#### [Task description]
Which lines hold the word "KvProgressBar"? Copy each of them from the material.

#### [Records provided]

PR #49, opened 2021-05-19
VUE-521 VUE-572 Release process

emuvente:
This prepares the repo for publishing releases to NPM using Lerna. I will do the initial publish manually once this is in main, and then make a follow-up PR for automated releases.

PR #53, opened 2021-05-20
fix(build): Move scoped workspaces to directory matching scope

emuvente:
The changes introduced in #49 cause an invalid package-lock.json to be created when `npm install` is run. After that, any calls to `npm ci` result in this error:
```
npm ERR! The `npm ci` command can only install with an existing package-lock.json or
npm ERR! npm-shrinkwrap.json with lockfileVersion >= 1. Run an install with npm@5 or
npm ERR! later to generate a package-lock.json file, then try again.
```
This error was caused by the package names not precisely matching the workspace directory. The `@kiva/kv-components` package was in the `kv-components/` directory when it should have been in the `@kiva/kv-components/` directory (`kv-tokens` was incorrect in the same way).

This PR fixes the issue by moving the `kv-components/` and `kv-tokens/` directories into the `@kiva/` directory. For the other PRs that are open right now that make changes to files in those directories, those can be merged first and then I'll resolve any conflicts in this PR.

An alternative solution would be to not scope those packages, though that would mean having to ensure those package names didn't already exist in NPM, or not publishing to NPM at all.


mcstover (approved):

eddieferrer (approved):

ryan-ludwig (approved):

BoulderBrains (approved):
👍

PR #55, opened 2021-05-21
build: Temporarily use chromaui/action-canary@v1 to fix broken storyb…

mcstover:
…ook deployment.


emuvente (approved):

eddieferrer:
I think this is unnecessary, chromatic fixed it on their end late yesterday

PR #57, opened 2021-05-25
 feat(KvContentfulImg): Component that renders image from contentful

eddieferrer:
Some differences/enhancements from the component currently used in UI

* Added some more prop validators.
* Split crop prop to fit / focus props. This will allow a more direct mapping of the props to the contentful image api.


mcstover (approved):

emuvente (approved):
👍

PR #59, opened 2021-06-03
VUE-604 letter spacing 

ryan-ludwig:
Convert letter-spacing of h1,h2,h3,h4s to ems so the existing UI letter spacing will look fairly normal.


ryan-ludwig:
It's odd there's a visual diff on this. Looking into it.

ryan-ludwig:
Oh, thanks visual differ!

mcstover (approved):
It doesn't seem like this materially changes the end visual result vs rems as it's only applied to letterSpacing. So we should be ok.

PR #60, opened 2021-06-08
Add ability to set custom image sources across source sets. This enab…

mcstover:
…les an adaptive image setup for using different images across viewport sizes.


emuvente (approved):
Nice!

ryan-ludwig (approved):
Sweet!

PR #62, opened 2021-06-09
fix: adding tailwinds override for foundation classes applied globall…

BoulderBrains:
…y in /ui

Within the /kv-ui-elements - KvSelect component have the tailwinds class of 'appearance-none', which hides the browser default < select > appearance and allows us to the use material design chevron that we're using. That worked well in that repo, check it out: 
Screen Shot 2021-06-09 at 2 32 29 PM

Once we pulled the kv-ui-elements components into UI, we have foundation classes applied globally which puts a background image in the < select > and results in this state: 
Screen Shot 2021-06-09 at 2 27 15 PM

The additional class I've added to the KvSelect will override the foundation background image that's globally applied to < select > elements.

### DIFF
--- a/@kiva/kv-components/vue/KvSelect.vue
+++ b/@kiva/kv-components/vue/KvSelect.vue
@@ -6,7 +6,7 @@
 				:id="id"
 				:disabled="disabled"
 				:value="value"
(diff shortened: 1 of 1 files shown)


emuvente (approved):
:+1:

mlibazisi (approved):
👍

ryan-ludwig (approved):

PR #64, opened 2021-06-15
Background image adjustments for KvContentfulImg

emuvente:


@kiva/kv-components/vue/KvContentfulImg.vue
```diff
@@ -86,7 +91,6 @@ export default {
 		* */
 		fallbackFormat: {
 			type: String,
-			required: true,
```
emuvente, line 89: Since this prop has a default it doesn't need to be required

mcstover: Is that field needed to activate the validator?

@kiva/kv-components/vue/KvContentfulImg.vue
```diff
@@ -45,6 +45,11 @@
 			<!-- browser doesn't support webp or browser doesn't support picture element -->
 			<img
 				class="tw-max-w-full tw-max-h-full"
+				style="
+					width: inherit;
+					height: inherit;
+					object-fit: inherit;
```
mcstover, line 51: guessing we don't have tw classes for these.

@kiva/kv-components/vue/KvContentfulImg.vue
mcstover: no it doesn't appear to be.

mcstover (approved):

@kiva/kv-tokens/configs/tailwind.config.js
```diff
@@ -124,6 +124,10 @@ module.exports = {
 		}),
 		extend: {
 			typography: kivaTypography.proseOverrides, // prose plugin overrides
+			height: {
+				40: rem(320),
```
ryan-ludwig, line 128: I think this works well for now. If we end up pulling in the aspect-ratio plugin later on, it'd be nice to use that and keep these misc. height values out of the config.

ryan-ludwig (approved):

@kiva/kv-components/vue/KvContentfulImg.vue
emuvente: None that I could find

PR #66, opened 2021-06-16
VUE-611 Grid and container components

ryan-ludwig:
Two components that can be used separately or together. 
KvPageContainer constrains and centers content per the design spec.
KvGrid is a light wrapper around tailwind's grid class that keeps the column gaps to the design specification.


mcstover (approved):
Makes sense and provides a nice centralized place to control our approach to the "container".

emuvente (approved):
👍

ryan-ludwig:
Going to merge this so it can be used while we wait for design feedback since the component APIs will not change.

BoulderBrains:
👍

PR #68, opened 2021-06-17
VUE-583 KvProgressBar improvements

ryan-ludwig:
fix(KvProgressBar): Add ariaLabel prop, fix aria attribute DOM placement, add min prop in case it's non-zero.
perf(KvProgressBar): Animate using css transforms instead of width


emuvente (approved):
👍

mcstover (approved):

BoulderBrains:
👍

PR #72, opened 2021-06-23
feat(KvTabs): Accessible components for implementing a tab UI pattern

ryan-ludwig:
VUE-594

### DIFF
--- a/@kiva/kv-components/vue/KvTab.vue
+++ b/@kiva/kv-components/vue/KvTab.vue
@@ -1,0 +1,55 @@
+<template>
+	<button
+		:id="`kv-tab-${this.for}`"
+		class="tw-text-h3 tw-mb-1.5 tw-whitespace-nowrap"
+		:class="{ 'tw-text-gray-300  hover:tw-text-action-700' : !isActive }"
+		role="tab"
+		:aria-selected="isActive"
+		:aria-controls="`kv-tab-panel-${this.for}`"
+		:tabindex="isActive ? null : -1"
+		@click="handleTabClicked"
+	>
+		<slot></slot>
+	</button>
+</template>
+
+<script>
+export default {
+	inject: ['$KvTabContext'],
+	props: {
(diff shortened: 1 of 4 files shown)


ryan-ludwig:
Any feedback on how you imagine composing these tabs would be great. Is the slot syntax working for you? Does the provide/inject pattern make sense to you here?

@kiva/kv-components/vue/KvTab.vue
```diff
@@ -0,0 +1,55 @@
...
+			const { navItems, selectedIndex } = this.$KvTabContext;
+			return navItems[selectedIndex]?.for === this.for;
+		},
+		index() {
+			const { navItems } = this.$KvTabContext;
+			return navItems?.findIndex((navItem) => navItem.for === this.for);
+		},
+	},
+	mounted() {
+		this.$KvTabContext.navItems.push(this);
```
ryan-ludwig, line 47: This felt a little funny at first, but seems to work OK. We could also populate the navItems array inside KvTabs.vue by checking `$slots.tabNav` if this seems too weird.

mcstover: I think this seems ok for now. My initial concern was just the extraneous data associated with each instance of a KvTab. This is a fairly light component...In other more complex cases I would def recommend we inject only what is needed.

mcstover (approved):

emuvente:
The alternatives to provide/inject that come to mind would involve more complex code, so this is fine by me! I was initially concerned that it wouldn't work if you had multiple KvTabs on the page, but then I saw the story with multiple KvTabs working just fine. This looks great!

emuvente (approved):

mcstover:
👍

BoulderBrains (approved):
The underline animation growing and shrinking when transition between tabs looks really nice.

mlibazisi (approved):
👍

PR #76, opened 2021-07-01
VUE-587 KvLightbox

ryan-ludwig:


@kiva/kv-components/vue/KvLightbox.vue
```diff
@@ -0,0 +1,285 @@
...
+			type: Boolean,
+			default: false,
+		},
+		/**
+		 * Appearance and role of the lightbox
+		 * @values lightbox, alert
+		 * */
+		variant: {
+			type: String,
+			default: 'lightbox',
```
emuvente, line 186: You could use a validator function for this to ensure correct usage:
```
validator(value) {
	 return ['alert', 'lightbox'].indexOf(value) > -1;
}
```

@kiva/kv-components/vue/KvLightbox.vue
```diff
@@ -0,0 +1,285 @@
...
+		 * */
+		preventClose: {
+			type: Boolean,
+			default: false,
+		},
+	},
+	data() {
+		return {
+			mdiClose,
+			hideOthers() {}, // reference to aria-hide function
```
emuvente, line 208: I don't see `hideOthers` used anywhere. Is this supposed to be `makePageInert`?

emuvente (approved):
This looks awesome! There's a lot of great things contained here, good work!

@kiva/kv-components/vue/KvLightbox.vue
ryan-ludwig: Yes, missed it in a refactor. Thanks!

mcstover (approved):

@kiva/kv-components/vue/KvLightbox.vue
```diff
@@ -0,0 +1,288 @@
...
+ * Alert dialog - https://developer.mozilla.org/en-US/docs/Web/Accessibility/ARIA/ARIA_Techniques/Using_the_alertdialog_role
+ *
+ * - [x] focus moves to the first non-destructive control, rather than the close button
+ * - [x] role = alertDialog
+ * - [x] aria-describedby is set to the id of the dialog body
+ *
+ * Printing
+ *
+ * - [x] Only prints the contents of the lightbox when open
+ * TODO: ensure purge doesn't remove these classes
```
ryan-ludwig, line 160: @emuvente, @mcstover   Any ideas on how to keep these classes from being purged? They get added by a .js util.  I tried adding them to a `safelist` in the shared tailwind config purge object, but that will get overridden by the project tailwind config. As in, you can't "extend" the purge part of the config.

One way would be a blank div like `<div class="tw-hidden print:tw-invisible print:tw-visible..."></div>` in this file's template. Pragmatic but not super clean.

emuvente: When including kv-components in other projects, we already need to ensure that the vue files from kv-components are included in the purge options, so we could include directions in the README about which purge options to be sure to use when adding kv-components to a project.

Your suggestion of an invisible div with the classes is not the worst alternative though.

mcstover: Reviewing the docs it seems like the syntax changes when introducing more specific purge configuration. For example when setting up "safeList" options they live alongside a "content" array. We currently don't purge anything (and have not specified which files to include/exclude) in kv-components so adding the safeList without corresponding configs just purged everything except the print styles.

Thus, I think we could add the safeList for print styles in the UI repo as Shua mentioned. We might also need to change our syntax there to have the "contents" array alongside the "safeList" array instead of just a root array in our tailwind config.

mlibazisi (approved):

BoulderBrains (approved):
👏

@kiva/kv-components/vue/KvLightbox.vue
ryan-ludwig: I spun up a simple Vue cli app + tailwind  and did some various tests with purge. It's very lenient. Classes written in the `<script>` tag of .vue files get preserved, like 
```
addAClass() { this.classList.add('tw-float-left') }
```
Commented out classes get picked up, like
```
<!-- <div class="tw-float-right"></div> -->
```
 Basically if it finds any possible tailwind class anywhere in any file it seems to preserve it from being purged.

ryan-ludwig: For this PR we're adding tailwind classes from `utils/printing.js` and `utils/scrollLock.js`, which won't get pulled in by the current purge settings on UI. So I think we just need to add `'./node_modules/@kiva/kv-components/utils/**/*.js'` to the list on UI and we're set.

I'll make a separate PR explaining this in the README.

PR #80, opened 2021-07-09
Update Tailwind, use JIT

ryan-ludwig:
I've been running into some issues matching designs when arbitrary widths are used (like 550px) inside of a media query. Since it's inside a media query, inline styles can't be used to fudge it.

Since v2.1 Tailwind introduced JIT mode which among other things,
> Generate arbitrary styles without writing custom CSS. Ever needed some ultra-specific value that wasn’t part of your design system, like top: -113px for a quirky background image? Since styles are generated on demand, you can just generate a utility for this as needed using square bracket notation like top-[-113px]. Works with variants too, like md:top-[-113px].

https://tailwindcss.com/docs/just-in-time-mode

The other thing I like a lot is the purge settings are the same in dev or prod mode. So if something's broken in dev because of purge you'll see it there first.

It does still say JIT mode is in "preview", thought they've released a minor and several patches since. I didn't notice any issues on here or on UI.

### DIFF
--- a/@kiva/kv-components/package.json
+++ b/@kiva/kv-components/package.json
@@ -15,7 +15,6 @@
     "@storybook/addon-postcss": "^2.0.0",
     "@storybook/addon-storysource": "^6.3.2",
     "@storybook/vue": "^6.3.2",
-    "@tailwindcss/postcss7-compat": "^2.1.0",
     "autoprefixer": "^9.8.6",
     "babel-loader": "^8.2.2",
     "chromatic": "^5.9.2",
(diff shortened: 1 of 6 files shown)


ryan-ludwig:
Interesting, since I'm dynamically applying a lot of classnames in the primitives viewer page, purge isn't picking those up and so it discards them. This is causing the "primitives" visual diff on chromatic.

emuvente (approved):
Nice!

mcstover (approved):
How does this in turn affect the UI (or other app usage) of this more dynamic tailwind.config fire? Will it be expected that we need to add things to this safelist periodically?

ryan-ludwig:
> How does this in turn affect the UI (or other app usage) of this more dynamic tailwind.config fire? Will it be expected that we need to add things to this safelist periodically?

@mcstover Each repo is in control of their own purge settings, since purge doesn't get extended like the theme does. The safelist changes here are just so our storybook shows classes that aren't in use in this repo currently. 

Consumers of this repo won't have purge changes to update unless they are doing something special.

#### [Exercise output]
VUE-583 KvProgressBar improvements
fix(KvProgressBar): Add ariaLabel prop, fix aria attribute DOM placement, add min prop in case it's non-zero.
perf(KvProgressBar): Animate using css transforms instead of width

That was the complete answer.